**Action item:** Beneath this line is the data. Output exactly the lines from the line with "PR #730, opened 2016-11-21" to the line with "because of indigo update? or never tested?", both ends included, and nothing more.

**Provided records:**
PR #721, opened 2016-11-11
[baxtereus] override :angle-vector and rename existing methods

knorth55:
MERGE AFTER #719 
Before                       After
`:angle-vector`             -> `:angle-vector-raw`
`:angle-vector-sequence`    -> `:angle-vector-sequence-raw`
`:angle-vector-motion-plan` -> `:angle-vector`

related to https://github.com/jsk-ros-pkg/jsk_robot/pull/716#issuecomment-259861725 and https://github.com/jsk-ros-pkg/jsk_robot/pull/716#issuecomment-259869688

...

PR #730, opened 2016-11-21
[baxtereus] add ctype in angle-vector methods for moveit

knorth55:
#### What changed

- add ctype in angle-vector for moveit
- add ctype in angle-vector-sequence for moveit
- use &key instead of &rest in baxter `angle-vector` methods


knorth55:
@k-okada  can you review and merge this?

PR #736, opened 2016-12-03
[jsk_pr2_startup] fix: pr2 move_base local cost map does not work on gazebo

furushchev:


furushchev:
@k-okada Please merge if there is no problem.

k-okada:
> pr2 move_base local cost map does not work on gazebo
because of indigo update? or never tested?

**Answer for the task:**
PR #730, opened 2016-11-21
[baxtereus] add ctype in angle-vector methods for moveit

knorth55:
#### What changed

- add ctype in angle-vector for moveit
- add ctype in angle-vector-sequence for moveit
- use &key instead of &rest in baxter `angle-vector` methods


knorth55:
@k-okada  can you review and merge this?

PR #736, opened 2016-12-03
[jsk_pr2_startup] fix: pr2 move_base local cost map does not work on gazebo

furushchev:


furushchev:
@k-okada Please merge if there is no problem.

k-okada:
> pr2 move_base local cost map does not work on gazebo
because of indigo update? or never tested?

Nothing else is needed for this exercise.